Обнаженные лиственницы почти вплотную подступают к конюшне и стоящему рядом дому. Солнечные лучи недолгим дождем льются сквозь ветви. В три часа солнце уйдет. Лошадей обычно выводят до полудня.

Лошадь дурит: вздрагивает всем телом, фыркает, мотает головой. Бродит из стороны в сторону, на всю длину свободно висящих поводьев, роет снег передними копытами. Сыплет коричневые яблоки.

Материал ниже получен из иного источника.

PR #367, opened 2015-08-10
Simple GL state managment implementation

themuflon:
This removes some  "cleanup" that the two renderers were doing, so
they can reuse the state they set up before.

Additionally, some whitespace errors are fixed.

This is a crude implementation, but it works. Maybe it could be improved further when other issues are resolved (QuadRenderer batching bug for ex.).

### DIFF
--- a/loom/graphics/gfxStateManager.c
+++ b/loom/graphics/gfxStateManager.c
@@ -1,0 +1,44 @@
+/*
+ * ===========================================================================
+ * Loom SDK
+ * Copyright 2011, 2012, 2013
+ * The Game Engine Company, LLC
+ *
+ * Licensed under the Apache License, Version 2.0 (the "License");
+ * you may not use this file except in compliance with the License.
+ * You may obtain a copy of the License at
+ *
+ * http://www.apache.org/licenses/LICENSE-2.0
+ *
+ * Unless required by applicable law or agreed to in writing, software
+ * distributed under the License is distributed on an "AS IS" BASIS,
+ * WITHOUT WARRANTIES OR CONDITIONS OF ANY KIND, either express or implied.
+ * See the License for the specific language governing permissions and
+ * limitations under the License.
+ * ===========================================================================
+ */
+
+#include "gfxStateManager.h"
+
+bool gGLStates[GFX_OPENGL_STATE_MAX] = {true, true};
+
+bool Graphics_IsGLStateValid(enum Graphics_GLState state)
+{
+    return gGLStates[(int)state];
+}
+
+void Graphics_InvalidateGLState(enum Graphics_GLState state)
+{
+    gGLStates[(int)state] = false;
+}
+
+void Graphics_SetCurrentGLState(enum Graphics_GLState state)
+{
+    int i;
+    for (i = 0; i < (int)GFX_OPENGL_STATE_MAX; i++)
+    {
+        gGLStates[i] = false;
+    }
+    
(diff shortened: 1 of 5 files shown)


loom/vendor/nanovg/src/nanovg_lm_gl.h
```diff
@@ -1083,22 +1084,28 @@ static void glnvg__renderFlush(void* uptr)
...
-        LGL->glColorMask(GL_TRUE, GL_TRUE, GL_TRUE, GL_TRUE);
-        LGL->glStencilMask(0xffffffff);
-        LGL->glStencilOp(GL_KEEP, GL_KEEP, GL_KEEP);
-        LGL->glStencilFunc(GL_ALWAYS, 0, 0xffffffff);
-        LGL->glActiveTexture(GL_TEXTURE0);
-        LGL->glBindTexture(GL_TEXTURE_2D, 0);
+        
+            // Setup require GL state.
+            
+			if (!Graphics_IsGLStateValid(GFX_OPENGL_STATE_NANOVG))
```
bengarney: Indentation mismatch!

loom/graphics/gfxStateManager.h
```diff
@@ -0,0 +1,43 @@
...
+#include <stdbool.h>
+#endif
+
+enum Graphics_GLState {
+    GFX_OPENGL_STATE_NANOVG = 0,
+    GFX_OPENGL_STATE_QUAD   = 1,
+    GFX_OPENGL_STATE_MAX    = 2,
+};
+
+bool Graphics_IsGLStateValid(enum Graphics_GLState state);
```
bengarney: Can you please add some docs to these functions? Also, to match surrounding conventions, does it make sense to namespace this stuff? Or should it remain C-compatible for easier integration?

loom/graphics/gfxStateManager.c
```diff
@@ -0,0 +1,44 @@
...
+
+void Graphics_InvalidateGLState(enum Graphics_GLState state)
+{
+    gGLStates[(int)state] = false;
+}
+
+void Graphics_SetCurrentGLState(enum Graphics_GLState state)
+{
+    int i;
+    for (i = 0; i < (int)GFX_OPENGL_STATE_MAX; i++)
```
bengarney: Should this be an enum instead of a bit array? Why/why not?

bengarney:
Nitted - looking good overall but want to nail down the details!

loom/graphics/gfxStateManager.h
themuflon: I made it this way to be C-compatible. Otherwise I'd make it namespaced, ofcourse.

loom/graphics/gfxStateManager.c
themuflon: It could be a bit array, but I don't see much point in saving a byte right now.

bengarney: Sorry - I mean, only one flag seems to be able to be true at once, so would it be better implemented as a straight enum rather than an array?

themuflon: Yes, only one can be true at once, but they both can be false (everything uninitialized). And this way is more extensible.

bengarney: OK. Fine with me.

bengarney:
Ok - I'm sold on it, it just needs some docs and we are good to go.

bengarney:
Great, will land when green!

PR #368, opened 2015-08-10
Fixed NanoVG not rendering

themuflon:
Such a dumb mistake :(


SmilyOrg:
Works for me, will land on green.

PR #370, opened 2015-08-11
Added beginTextureFill with example and fixed mipmap generation

SmilyOrg:


SmilyOrg:
Have to test on OSX and iOS

docs/examples/NanoVG/loom.config
```diff
@@ -2,7 +2,7 @@
   "sdk_version": "dev",
```
bengarney: Should be latest.

bengarney:
This looks good. Can you confirm it doesn't cause a perf regression on modest maps?

SmilyOrg:
Confirmed fills working on all 4 plats. Perf seems more or less similar on modest maps. Maps on iOS exploded with errors, but that happened on master branch as well, so I'll have to look at that independently.

bengarney:
I am ready to land this except for the "dev" example version, which needs to be corrected to "latest". Fix and I'll land!

bengarney:
And thanks for the testing!

SmilyOrg:
Forgot to PR #371 the second branch for that :)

Отца схоронили седьмого января. Прошлой зимой лошадей выводил он сам, один. Привязав всех пятерых на дворе, перетряхивал соломенные подстилки в денниках, мыл кормушки. Последний раз я видел его, когда он расчищал копыто старушке гнедой. Скорчившись у лошади под брюхом, он положил ее ногу на согнутое колено и, бережно держа на весу копыто, постукивал по нему бамбуковым скребочком. В больницу Уэда отец лег в конце осени, а третьего января скончался. Похороны состоялись седьмого. В городе говорили – умер от рака легких. С той поры лошадей выводит мать. Вскоре вернулась и дочь. Она училась на курсах в Токио, но мать вызвала ее домой. В феврале маленькая, с точеным личиком девушка уже трудилась не покладая рук. Поверх старенького свитера – фартук, талия перетянута шнурком. Выведя лошадь, она, как и мать, привязывает ее за недоуздок к соседней, чуть поодаль, коновязи. Может быть, оттого, что все это она видела с детства, получается ловко. Привязала лошадь – и назад, на конюшню.

И эта лошадь резвится. Шарахнувшись в сторону, приседает на задние ноги; ложится брюхом на землю, заваливается на бок. Тянется, зарываясь мордой в сугроб. Лошадям нравится свежий снег.

Мать редко выводит на улицу пятерых, как это, бывало, делал отец. Одну, двух, редко – трех. И день короток, и мужских рук не хватает. Три денника мать с дочерью чистят до темноты. Я частенько вижу, как они бегут от конюшни к компостной яме с полными охапками соломы, от которой валит пар. Даже лица у них в грязи. Волосы, собранные на затылке в пучок, рассыпались, свисают прядями.

Из-за конюшни, врытой в землю, и сам дом выглядит приземистым, ниже всех остальных в округе. Когда на крыше скапливается снег, дом, зажатый сугробами, которые насыпали проезжающие по дороге самосвалы, кажется погребенным под снежной массой. Я люблю смотреть на этот пустынный пейзаж, с поднимающейся за домом стеной лиственничного леса; никого – лишь старуха, девушка, лошади.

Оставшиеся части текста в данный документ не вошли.